Debt will not be sustainable if the government is too ambitious, trying to develop industries which look very advanced and very modern but not consistent with their comparative advantages. Under that situation, even the government makes the investment and provides infrastructure, the industry's production cost will be too high. The industry will not be competitive at all. That was the case in China before 1978. China had a comprehensive set of heavy industries even though China was a poor agrarian country. But the cost of production was too high, and those industries were not competitive at all. So if a country develops sectors which are too advanced and are not consistent with the country's comparative advantages, the country will not be able to pay back the debt. If the government supports sectors which are consistent with the country's latent comparative advantages, but the country encounters a global shock, which shrinks global market. Even the sectors are consistent with comparative advantages, the country may not be able to export and will not be able to earn enough foreign exchanges to pay back the debt. That is the second situation--external shocks. And the third situation is that sometimes the government borrows the debts not to facilitate the structural transformation directly. They borrow debts for non-production purposes, for example, education, health, unemployment relief, and environment protection and so on. All of those have good purpose. But they would not contribute to the export growth and enhance the ability to earn more foreign exchanges. With this, they may not be able to pay back the debt either. Then the sustainability will be an issue. So that is my second point. The country needs to be pragmatic, targeting the right sectors at right locations.

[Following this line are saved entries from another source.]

Issue #1225, opened 2024-02-28
Sub-directories not found in generate_projects.block glob search


ri-roee:
I have the following `digger.yml` config, with the aims of generating a project for each `main.tf` in my root directory. However at runtime digger is only able to find the project at the root of the directory. Is this a bug with the glob search or am I misconfiguring the `include`? Thanks in advance!

```
generate_projects:
  blocks:
    - include: "deployments/aws/my_cluster/**"
      aws_role_to_assume:
        state: <arn1>
        command: <arn2>
```

```
deployments
-- aws
---- my_cluster
------ main.tf
------ sub-dir
-------- main.tf
------ sub-dir2
-------- folder
---------- main.tf
```

motatoes:
It was sort of a feature back then to stop at the first terraform found during traversal. So based on our current logic I expected it to only find your top level terraform and stop traversing further. We did it that way to avoid picking up a nested modules folder as a terraform project. 

Thinking about it again with your current structure in mind, i now think we should add this option to make it a configurable option

ri-roee:
> It was sort of a feature back then to stop at the first terraform found during traversal. So based on our current logic I expected it to only find your top level terraform and stop traversing further. We did it that way to avoid picking up a nested modules folder as a terraform project.
> 
> Thinking about it again with your current structure in mind, i now think we should add this option to make it a configurable option

That would be helpful! From a user-perspective I was expecting the .tf files to be picked up in a manner similar to this globstar simulator (since ya'll use the doublestar lib) https://globster.xyz/

PR #1244, opened 2024-03-04
Fix aws-assume-role test cases

ri-roee:
Was running tests for my own development of #1225 and noticed that tests were failing. This PR fixes that by correctly assigning state arns


motatoes:
some tests are not running because we don't have the events in the workflow, going to close the PR and reopen to trigger all tests

motatoes:
oh nice catch 😄 strange that nobody else noticed this until now

PR #115, opened 2020-12-17
F/wep 128 richtext table border colorpicker

faebebin:
Intruduce Colorpicker UI component. Does not touch the data schema of API. Colorpicker as UI handler to set borderColor to any color value. Previously one could only switch between ['black', 'transparent'].


packages/editor/src/client/atoms/toolbar.tsx
```diff
@@ -149,27 +146,42 @@ export function SubMenuButton({children, icon}: ToolbarButtonProps & ToolbarIcon
...
-        width: '1px',
-        alignSelf: 'stretch',
+  return <Divider style={{height: '1.5em'}} vertical />
+}
 
-        marginLeft: 20,
-        marginRight: 20,
-        marginTop: 2,
-        marginBottom: 2,
+interface FlexHDivProps {
```
roosnic1, line 165: A more descriptive name maybe. What does the `H` stand for?

packages/editor/src/client/atoms/toolbar.tsx
```diff
@@ -149,27 +146,42 @@ export function SubMenuButton({children, icon}: ToolbarButtonProps & ToolbarIcon
...
+  children: ReactNode
+  dividerTop?: boolean
+  dividerBottom?: boolean
+}
 
-        backgroundColor: 'gray'
-      }}
-    />
+export function HBar({children, dividerTop, dividerBottom}: FlexHDivProps) {
```
roosnic1, line 171: A more descriptive name maybe. What does the `H` stand for?

packages/editor/src/client/blocks/richTextBlock/tableMenu.tsx
```diff
@@ -1,34 +1,64 @@
...
   const {t} = useTranslation()
 
-  const isBorderVisible = () => {
-    const [match] = Editor.nodes(editor, {
-      match: node => (node.borderColor && node.borderColor !== 'transparent') as boolean,
-      mode: 'all'
-    })
+  useEffect(() => {
+    // set borderColor in slate node tree on colorPicker change
+    const tablePath = nearestAncestor(editor, BlockFormat.Table)?.path
```
roosnic1, line 28: What does `nearestAncestor` exactly do?

roosnic1 (commented):
Looks very good. Just some questions and tiny naming improvements.

packages/editor/src/client/atoms/emojiPicker.tsx
```diff
@@ -4,14 +4,14 @@ import './emojiPicker.less'
 import {Picker, BaseEmoji} from 'emoji-mart'
 
 interface EmojiPickerProps {
-  doWithEmoji: (emoji: string) => void
+  withEmoji: (emoji: string) => void
```
faebebin, line 7: for consistent naming with colorPicker component

packages/editor/src/client/blocks/richTextBlock/richTextBlock.tsx
```diff
@@ -99,9 +99,9 @@ export const RichTextBlock = memo(function RichTextBlock({
 
         <ToolbarDivider />
 
-        <EditorSubMenuButton icon="smile-o" editorHasFocus={hasFocus}>
-          <EmojiPicker doWithEmoji={emoji => editor.insertText(emoji)} />
-        </EditorSubMenuButton>
+        <SubMenuButton icon="smile-o">
```
faebebin, line 102: Only renamed the SubmenuButton. No functional changes.

packages/editor/src/client/atoms/colorPicker.tsx
```diff
@@ -0,0 +1,26 @@
+import React from 'react'
+import nanoid from 'nanoid'
+
+interface ColorPickerProps {
+  withColor: (color: string) => void
```
0815pascal, line 5: Do you mean by `withColor` the new color that you pick? The naming is not very clear to me

packages/editor/src/client/blocks/richTextBlock/toolbar/tableMenu.tsx
```diff
@@ -67,50 +91,34 @@ export function TableMenu() {
...
+            <ControlsContainer dividerBottom>
+              <ColorPicker
+                withColor={color => {
+                  setBorderColor(color)
+                }}
+                currentColor={borderColor}
+                label={t('blocks.richTextTable.border')}
+              />
+              <button className="icon-button" onClick={() => setBorderColor('transparent')}>
+                <Icon icon="ban" style={{color: 'red'}} />
```
0815pascal, line 108: somewhere further above you've changed 'black' to HEX '000000'. In order to by consistent you might as well chose to set a HEX value for red? It's #FF0000  and for 'transparent' you could use #00000000 (looks weird but it's black with full transparency). But in the end I guess it's up to you what you use, maybe just use consistently the same way :)

0815pascal (approved):
Looks good, just two little things that you might want to address or not - up to you :)

packages/editor/src/client/atoms/colorPicker.tsx
roosnic1: @0815pascal `withXYZ` is quite a common naming in react. But @faebebin don't you think `setColor` would be more clear here?

packages/editor/src/client/atoms/emojiPicker.tsx
roosnic1: same argument here about `setEmoji`

packages/editor/src/client/atoms/toolbar.tsx
```diff
@@ -166,20 +162,31 @@ export const SubMenuButton = forwardRef<PopoverProps, SubMenuButtonProps>(
...
+  children: ReactNode
+  dividerTop?: boolean
+  dividerBottom?: boolean
+}
 
-        backgroundColor: 'gray'
-      }}
-    />
+export function ControlsContainer({children, dividerTop, dividerBottom}: ControlsContainerProps) {
+  // TODO find rsuite component
```
roosnic1, line 175: Do you want to create a ticket for this?

packages/editor/src/client/blocks/richTextBlock/editor/elements.ts
```diff
@@ -10,7 +10,7 @@ export interface TableCell extends SlateElement {
   borderColor: string
 }
 
-export const defaultBorderColor: TableCell['borderColor'] = 'black'
+export const defaultBorderColor: TableCell['borderColor'] = '#000000'
```
roosnic1, line 13: `export const DEFAULT_BORDER_COLOR`

packages/editor/src/client/blocks/richTextBlock/richTextBlock.tsx
roosnic1: 👍🏾

roosnic1 (changes requested):
looks very good. just some tiny changes.

packages/editor/src/client/blocks/richTextBlock/editor/elements.ts
bishoymelek: @roosnic1  maybe we need a naming conventions' list for different variables.

bishoymelek (approved):
Great work :100: , haven't noticed anything except the mentioned comments, as naming for methods.

packages/editor/src/client/blocks/richTextBlock/toolbar/tableMenu.tsx
faebebin: Agree. Personally I like using names as 'black' or 'red'. Setting the <input value={'black'} ... > caused a console warning, saying something like `expected '#xxyycmzz' string ... ` therefore I switched to hex. Therefore I would use names where possible still. If you prefer consistency I will change?

packages/editor/src/client/atoms/toolbar.tsx
faebebin: Jep, think this would also be a nice first issue ?

packages/editor/src/client/atoms/colorPicker.tsx
faebebin: IMO withColor implies a callback getting passed the color as arg. Setcolor / Setemoji would rather mean passing a value as Prop to the component?

packages/editor/src/client/blocks/richTextBlock/toolbar/tableMenu.tsx
0815pascal: I don't really have a strong opinion on this, maybe @roosnic1 knows better if it matters what we use. But I just did a little research and I came upon this: [Here](http://thenewcode.com/781/Which-CSS-Color-System-To-Use-Where) they advise against using color definitions like `black` and use HEX or other systems instead.

faebebin: Changed it, but now it is more inconsistent with rest of the codebase. Think mainly keyword colors are used in the codebase. And they used 'transparent' everywhere. As mentioned I used '#0000000' for black to avoid a console warning on the html basic input element, as an exception. Maybe there would be better ways getting around this.

0815pascal (approved):
Looks all good now 👌🏼

packages/editor/src/client/atoms/toolbar.tsx
roosnic1: 👍🏾

roosnic1 (approved):
💯

PR #118, opened 2020-12-24
F/wep 159 refactor seperate editor tools modules

faebebin:
Imroved naming for slate editor related modules. This should reflect the terminology used in the Slate docs the discussions found in the web when searching for certain aspects of slate editor.


packages/editor/src/client/blocks/richTextBlock/editor/render.tsx
```diff
@@ -0,0 +1,145 @@
...
+              element.borderColor === 'transparent'
+                ? `rgb(0, 0, 0, 0.1)`
+                : (element.borderColor as string)
+          }}>
+          {children}
+        </td>
+      )
+
+    case InlineFormat.Link:
+      // TODO: Implement custom tooltip
```
0815pascal, line 51: What about this code? Do you still need this for later?

packages/editor/src/client/blocks/richTextBlock/editor/render.tsx
```diff
@@ -0,0 +1,145 @@
...
+  }
+
+  if (leaf[TextFormat.Subscript]) {
+    children = <sub {...attributes}>{children}</sub>
+  }
+
+  return <span {...attributes}>{children}</span>
+}
+
+// TODO: Re-implement via `normalizeNode`
```
0815pascal, line 94: Same question here: do you still need this?

0815pascal (approved):
Looks good in general. I only noticed that you have some uncommented code-fragments and I'm not sure if you're planning to develop this branch further or if you consider it finished. If so I would remove those comments

roosnic1 (approved):
🎉

packages/editor/src/client/blocks/richTextBlock/editor/render.tsx
faebebin: Yes. This will be done in the follow up PR. I read more about it and it turned out to be quite important in our case. It will serve as data validation step important for our table elements which are deeply nested.

packages/editor/src/client/blocks/richTextBlock/editor/render.tsx
faebebin: Yes, the Link node still needs some fixes, I think.

PR #120, opened 2020-12-29
Mail provider for Slack

roosnic1:
This PR introduces a mail provider which posts mails into a slack channel. This is very useful for development. The implementation is in the `examples/api`since it should never be released. It will override the default mailgun mail provider if the env variable `SLACK_DEV_MAIL_WEBHOOK_URL` is set.


penk85 (approved):

faebebin (approved):
Looks good

bishoymelek (approved):
Good One!

0815pascal (approved):
Looking good!

PR #121, opened 2020-12-29
API with hooks

roosnic1:
but for now we call them events 😄


bishoymelek (dismissed):

penk85 (approved):

packages/api/src/server.ts
```diff
@@ -17,6 +20,40 @@ export class WepublishServer {
   constructor(opts: WepublishServerOpts) {
     const app = express()
 
+    const {dbAdapter} = opts
+
+    methodsToProxy.forEach(mtp => {
+      if (mtp.key in dbAdapter) {
+        mtp.methods.forEach(method => {
+          const methodName = `${method}${capitalizeFirstLetter(mtp.key)}`
+          // @ts-ignore
```
0815pascal, line 29: Did you leave those `@ts-ignore` on purpose here?

0815pascal (dismissed):
All good, only one question concerning `@ts-ignore`

packages/api/src/server.ts
roosnic1: Yes. If i leave the out typescript complains and at the moment i have no idea how to type this.

faebebin: Think would have a fix there, will push later.

faebebin (changes requested):

faebebin (dismissed):
Looks good. And all checks pass locally too.

penk85 (approved):

0815pascal (approved):
Looks good

PR #130, opened 2021-01-06
T/api navigations

penk85:
Testing CRUD actions on Navigation.


packages/api/__tests__/specs/navigation.ts
```diff
@@ -0,0 +1,223 @@
...
+        }
+      })
+      expect(res).toMatchSnapshot({
+        data: {
+          updateNavigation: {
+            id: expect.any(String)
+          }
+        }
+      })
+      expect(res.data?.updateNavigation.id).toBe(ids[0])
```
roosnic1, line 196: I would test here if the updated data is updated. for example check if the label says `New Page Label`

roosnic1 (approved):
👍🏾

0815pascal (approved):

PR #134, opened 2021-01-08
B/WEP-175-fix-imageBlock

0815pascal:


roosnic1 (changes requested):
Looks good but the same issue is also in other blocks and panels.

image

penk85 (approved):

packages/editor/src/client/atoms/chooseEditImage.tsx
```diff
@@ -22,20 +22,22 @@ export function ChooseEditImage({
...
   const {t} = useTranslation()
   header = header ?? t('chooseEditImage.header')
+  const panelHeight = image ? (image.height < 240 ? image.height : 240) : 240
   return (
-    <Panel
-      header={header}
-      style={{
-        height: 300
-      }}>
+    <Panel header={header} style={{}}>
```
roosnic1, line 27: why the empty object in style? if you don't have anything you can remove the property.

roosnic1 (changes requested):
Just some tiny changes

bishoymelek (approved):
Looks way better! :muscle:

packages/editor/src/client/atoms/chooseEditImage.tsx
0815pascal: Fixed it

faebebin (approved):
Looks good.

packages/editor/src/client/panel/authorEditPanel.tsx
```diff
@@ -139,62 +140,74 @@ export function AuthorEditPanel({id, onClose, onSave}: AuthorEditPanelProps) {
...
-          <RichTextBlock value={bio} onChange={value => setBio(value)} />
-        </Panel>
+              </InputGroup>
+            </Form>
+          </Panel>
+          <Panel header={t('authors.panels.image')}>
+            <ChooseEditImage
+              image={image}
+              header={''}
+              top={0}
```
bishoymelek, line 166: @0815pascal  Great work, just asking about the usage of top and left values? why not all the sides?

packages/editor/src/client/routes/imageList.tsx
```diff
@@ -127,10 +127,13 @@ export function ImageList() {
...
         <FlexboxGrid justify="space-around" style={{marginTop: '20px'}}>
           {images.map((image, key) => (
-            <FlexboxGrid.Item colspan={7} style={{marginBottom: '20px'}} key={key}>
+            <FlexboxGrid.Item colspan={7} style={{marginBottom: '20px', maxWidth: '300'}} key={key}>
               <Link route={ImageEditRoute.create({id: image.id}, current ?? undefined)}>
-                <Panel shaded bordered bodyFill>
-                  <img src={image.thumbURL || ''} />
+                <Panel shaded bordered bodyFill style={{height: '200', width: 'calc(100% + 2px)'}}>
+                  <img
+                    src={image.mediumURL || ''}
```
bishoymelek, line 134: @0815pascal  I am not sure how thumbnail and medium etc. URLs are being generated for images but if there is a thumbURL? and if not I guess we may show a placeholder image :S what do you think?

packages/editor/src/client/panel/authorEditPanel.tsx
0815pascal: `top` and `left` are here used to position the wrench icon. Because its position is set relative to its parent element, it's sufficient if we only indicate `left` and `top`

packages/editor/src/client/routes/imageList.tsx
0815pascal: Yes it's true that there is also a `thumbURL` but I figured that `thumbURL` causes the picture to be cropped which sometimes results in weird looking images. If you go to `packages/editor/src/client/image.graphql` you can see how the different ImageURLs are generated: 

```
mediumURL: transformURL(input: {width: 300})
thumbURL: transformURL(input: {width: 280, height: 200})
```
The advantage of using `mediumURL` in my mind is that it only reduces *width* and so it's scaled down proportionally. When using `thumbURL` we're forced into using certain *width* and *height* which causes the image to be cropped. 

But then again I might have misunderstood something here...

bishoymelek: Thanks for the explanation, I understand now :+1:

bishoymelek (approved):

roosnic1 (changes requested):
I think you forgot one:

image

roosnic1 (dismissed):
💯

bishoymelek (approved):

faebebin (approved):

PR #136, opened 2021-01-10
B/wep 174 fix focus empty rtb firefox

faebebin:
Update: thanks for your reviews. @roosnic1 's idea to implement a helper as an editor method made me add quite some changes to stay consistent. This new commit is only refactoring and should not change any behaviour you reviewed already. I tried to stick to the Slate docs with implementing this change.

The problem with re-focusing an empty richtextblock, which only occured on Firefox, was related to the placeholder of an empty block. The problem seems popular on the web and not nicely solved. Hopefully there will be a solution in future releases. For now the workaround is just removing the builtin placeholder. I also added a little alternative placeholder div. The placeholder could be left aside completely (blank) if it is more disturbing than helping in your opinions. The Firefox users, please really try the new behaviour and check if improved or some problems presist.


packages/editor/src/client/blocks/richTextBlock/richTextBlock.tsx
```diff
@@ -94,13 +98,21 @@ export const RichTextBlock = memo(function RichTextBlock({
...
       <Editable
         readOnly={disabled}
-        placeholder={t('blocks.richText.startWriting')}
+        // placeholder={t('blocks.richText.startWriting')}  # causes focusing problems on firefox !
         renderElement={renderElement}
         renderLeaf={renderLeaf}
         onBlur={() => {
           setLocation(editor.selection)
+          setIsEmpty(
+            JSON.stringify(Array.from(editor.children)) === JSON.stringify(createDefaultValue())
```
roosnic1, line 114: maybe move this to a function inside the editor? `editor.isEmpty()` which returns a boolean. Might be useful in other places.

bishoymelek (dismissed):

0815pascal (approved):

penk85 (approved):
Looks good and works smoothly in Firefox.

packages/editor/src/client/blocks/richTextBlock/richTextBlock.tsx
faebebin: Good idea. Will update a suggestion according to https://docs.slatejs.org/concepts/07-plugins#helper-functions .

roosnic1 (approved):
👍🏾

penk85 (approved):

PR #137, opened 2021-01-11
b/WEP-178 chech ImageTeaserBlock if the image prop exist and has value, or set placeholder image instead

bishoymelek:
Image Teaser Component is expecting the image to has a value but it's not the case if you add an article that has no featured image; So it broke.


examples/website/src/shared/teasers/imageTeaser.tsx
```diff
@@ -125,16 +125,20 @@ export function ImageTeaser({
...
         <div className={css(ImageTeaserImageStyle)}>
           <Image
-            src={image.format === 'gif' ? image.url : image.largeURL}
-            alt={image.description || image.caption}
+            src={
+              image?.format === 'gif'
+                ? image?.url
+                : image?.largeURL || 'https://via.placeholder.com/240x240'
+            }
+            alt={image?.description || image?.caption}
```
faebebin, line 141: Good workaround. Only, to me looks like there is something wrong higher up. The image prop seems not optional and `ImageData` interface requires `url` and `format` to be set. So should not the workaround be set somewhere else?

faebebin (changes requested):

examples/website/src/shared/teasers/imageTeaser.tsx
roosnic1: @faebebin you're right. @bishoymelek will check in the api and editor if the user has selected this teaser style without an image and then throw an error.

@bishoymelek: You might want to convert this PR to a draft until you're ready again.

roosnic1 (changes requested):
as discussed

examples/website/src/shared/teasers/imageTeaser.tsx
bishoymelek: @faebebin  Yes Absolutely correct. discussed it with @roosnic1  and now has validation in the editor and should be on the API level as well afterwords.

packages/editor/src/client/locales/en.json
```diff
@@ -118,7 +118,8 @@
         "hideAuthors": "Hide Authors",
         "socialMediaImage": "Image for Social Media",
         "postImage": "Image for Post",
-        "metadataInfo": "Information from these fields are being used for previews in Social Media Posts. If left blank, information from general-tab will be used instead."
+        "metadataInfo": "Information from these fields are being used for previews in Social Media Posts. If left blank, information from general-tab will be used instead.",
+        "lightStyledWithNoImageError": "Light styled teaser must has an image"
```
roosnic1, line 122: "Light styled teasers must have an image".

Also the location of the translation is wrong. You're in the `article` translations and i think this should go to the `pages` translations.

packages/editor/src/client/panel/teaserEditPanel.tsx
```diff
@@ -36,7 +37,7 @@ export function TeaserEditPanel({
   onClose,
   onConfirm,
   closeLabel = 'Close'
-}: TeaserEditPanelProps) {
+}: TeaserEditPanelProps): JSX.Element {
```
roosnic1, line 40: Why did you add this?

roosnic1 (changes requested):
looks good. Just some minor changes.

packages/editor/src/client/panel/teaserEditPanel.tsx
faebebin: @roosnic1 FYI our linting sometimes (maybe it is just my vscode) requires return type and highlights as warning. In another project we add this return type to every FC to satisfy this constraint. @bishoymelek I think we do not require return type for FC here. But maybe we have to either fix lint rules somewhere or strictly request to have consistency within the repo and the linting.

roosnic1: @faebebin and @bishoymelek you might have to configure your editors to read the eslint config in the `package.json`

faebebin: @roosnic1 yes if you never saw this then will check my config.

examples/website/src/shared/teasers/imageTeaser.tsx
faebebin: @roosnic1 I checked my local settings. I have eslint activated, but that is project setting,no? Just, I did not find some setting to change by now. Don't you have those highlightings requiring return type:
image

packages/editor/src/client/panel/teaserEditPanel.tsx
faebebin: @roosnic1 @roosnic1 I checked my local settings. I have eslint activated, but that is project setting,no? Just, I did not find some setting to change by now. Don't you have those highlightings requiring return type:
image

faebebin: And when runnging: yarn lint:editor

image

faebebin: ? If this is on me I will keep on working on my local settings :)

packages/editor/src/client/locales/en.json
bishoymelek: I guess in both article and page?

packages/editor/src/client/panel/teaserEditPanel.tsx
bishoymelek: @roosnic1 @faebebin Yes I guess it's the project's eslint configuration that always makes these warnings, I actually thought to run linting before git commit so it's always aligned correctly.

packages/editor/src/client/locales/en.json
bishoymelek: @roosnic1 I added it in both article and page panels, tell me what you think

roosnic1 (approved):
🎉

faebebin (approved):

PR #140, opened 2021-01-19
Log all the things

roosnic1:


packages/api/src/server.ts
```diff
@@ -40,21 +51,22 @@ export class WepublishServer {
...
               }
             })
           } else {
-            console.warn(`${methodName} does not exist in dbAdapter[${mtp.key}]`)
+            logger('server').warn('%s does not exist in dbAdapter[%s]', methodName, mtp.key)
           }
         })
       } else {
-        console.warn(`${mtp.key} does not exist in dbAdapter`)
+        logger('server').warn('%s does not exist in dbAdapter')
```
penk85, line 69: Should this have the variable? `('%s does not exist in dbAdapter', mtp.key)`

penk85 (approved):

bishoymelek (approved):
:+1: :tada:

bishoymelek (approved):
Great started using it already in the cron jobs 👌

faebebin:
Will review tomorrow

packages/api/src/server.ts
```diff
@@ -102,6 +121,11 @@ export class WepublishServer {
       cors: corsOptions
     })
 
+    app.use((err: any, req: Express.Request, res: Express.Response, next: NextFunction) => {
```
0815pascal, line 124: Not sure if I misunderstand something here but where do you use `req` and `res` in this function? I only see `err` being used

0815pascal (changes requested):

packages/api/src/server.ts
roosnic1: because `next` is also used

faebebin (approved):
Looks good.

PR #141, opened 2021-01-19
B/wep 189 richtext placeholder nonempty text

faebebin:
Now placeholder only shows up on empty blocks. Staying on a page things work smoothly now. If you save an empty block (respectively the article or page ...) and then reopen, the placeholder will not show up on the block. But I tried couple of things and seems there is some more complexity involved not worth the effort for saving empty blocks as it makes not so much sense IMO.


0815pascal (approved):
All good and also runs locally 👍🏼

bishoymelek (approved):

roosnic1 (approved):
👍🏾

penk85 (approved):

PR #142, opened 2021-01-21
F/wep 195 update comment mutation

bishoymelek:
Added Update comment mutation, add more revisions


0815pascal (approved):
Looks good to me 👍🏼

packages/api/src/graphql/mutation.public.ts
```diff
@@ -99,6 +103,21 @@ export const GraphQLPublicMutation = new GraphQLObjectType<undefined, Context>({
...
         })
       }
+    },
+
+    updateComment: {
+      type: GraphQLNonNull(GraphQLPublicComment),
+      args: {
+        input: {type: GraphQLNonNull(GraphQLPublicCommentUpdateInput)}
+      },
+      async resolve(_, {input}, {dbAdapter}) {
```
roosnic1, line 113: You need to check here if the user is authenticated. Also you should check if the user is the same as the comment they are trying to updated. Otherwise return a 403.

roosnic1 (changes requested):
Looks good but needs better security

packages/api/src/graphql/mutation.public.ts
roosnic1: @bishoymelek also as discussed check if the comment is in the `requestForChange` state.

faebebin (approved):

packages/api/src/graphql/mutation.public.ts
```diff
@@ -9,14 +9,16 @@ import {
...
+  UserNotFoundError,
+  NotAuthorisedError as NotAuthorizedError
 } from '../error'
 import {
   GraphQLPublicCommentInput,
   GraphQLPublicCommentUpdateInput,
   GraphQLPublicComment
 } from './comment'
 import {CommentAuthorType, CommentState} from '../db/comment'
+import {UserInputError} from 'apollo-server-express'
```
roosnic1, line 21: What's the difference between `ApolloError` and `UserInputError`. Also could you move the Error definition to `packages/api/src/error.ts` like the other errors.

roosnic1 (changes requested):
looks good

packages/api/src/graphql/mutation.public.ts
bishoymelek: UserInputError is extended from the base `ApolloError` which can provide more details for the user input data error like the invalid arguments passed. 

I haven't added it to `error.ts` and used it as I found no importance to have an empty new class :S  What do you think?

PR #143, opened 2021-01-22
Pagination for tables and API

roosnic1:
Enables pagination on the list queries. Currently only on the user list query. Will be later implemented later for other list queries also.

⚠️ PR will be merged into `f/WEP-23-member-plans`


faebebin (approved):
Looks good. But I am not so deep into API yet ;)

packages/editor/src/client/routes/userList.tsx
```diff
@@ -119,51 +138,90 @@ export function UserList() {
...
+            <Cell dataKey={'name'}>
+              {(rowData: FullUserFragment) => (
+                <Link route={UserEditRoute.create({id: rowData.id})}>
+                  {rowData.name || t('userList.overview.unknown')}
+                </Link>
+              )}
+            </Cell>
+          </Column>
+          <Column width={400} align="left" resizable>
+            <HeaderCell>{t('email')}</HeaderCell>
```
0815pascal, line 181: I would rather use here `userList.overview.email` in order to be consistent with the rest

packages/editor/src/client/routes/userList.tsx
```diff
@@ -119,51 +138,90 @@ export function UserList() {
...
+            <Cell dataKey="email" />
+          </Column>
+          <Column width={100} align="center" fixed="right">
+            <HeaderCell>{t('action')}</HeaderCell>
```
0815pascal, line 185: I would rather use here `userList.overview.action` in order to be consistent with the rest

0815pascal (changes requested):
Looks good, just two tiny things and I noticed that you forgot to add the German and French translation files.

penk85 (approved):

faebebin (approved):
Looks good.

bishoymelek (changes requested):

packages/api/src/db/user.ts
```diff
@@ -58,6 +67,15 @@ export interface UserSubscriptionPeriod {
   readonly invoiceID: string
 }
 
+export interface UserSubscriptionPeriodInput {
```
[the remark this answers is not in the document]
roosnic1: It's the same but they might change in the future. One is to handle the input and the other is the whole representation.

Many countries in the past, especially the developing countries, did not follow the advice of New Structural Economics because at that time there was no New Structural Economics. So they did many wrong things even they had good intentions. For example, they invested a lot in the heavy industries which they did not have comparative advantages. Or they build industrial parks in everywhere in the country, but none of them had adequate infrastructure. Or they borrow money for humanitarian purpose, education, health, and environment and so on. As a result, they cannot generate sufficient foreign exchanges to pay back the debt and even become highly indebted.  Should the global development community continue to support them? It certainly depends. Unless they get forgiveness, they need to pay back the debt. Even the debt is restructured, they also need to pay back the debt. If a country wants to pay back the debt, the country should enhances its capacity for export. As I just elaborate, the country needs to have adequate infrastructure to make that happen. So unless the international community comes up with plans to forgive the highly indebted country's debt, otherwise the international community needs to support them with more debts for infrastructure investment. But this time the country should follow the pragmatic principle, supporting sectors with latent comparative advantages to turn into actual comparative advantages by providing adequate infrastructure. In this way, the country can be competitive in the domestic and international markets. And with that the country can generate foreign exchange earnings. The country will not only be able to pay back the new debt, but also have the ability to gradually pay back the old debt. This principle should also be applied to development assistance and development aids. If this pragmatic principle is applied, the international support, and any kind of support will be helpful to a developing country for a dynamic structural transformation and sustainable growth.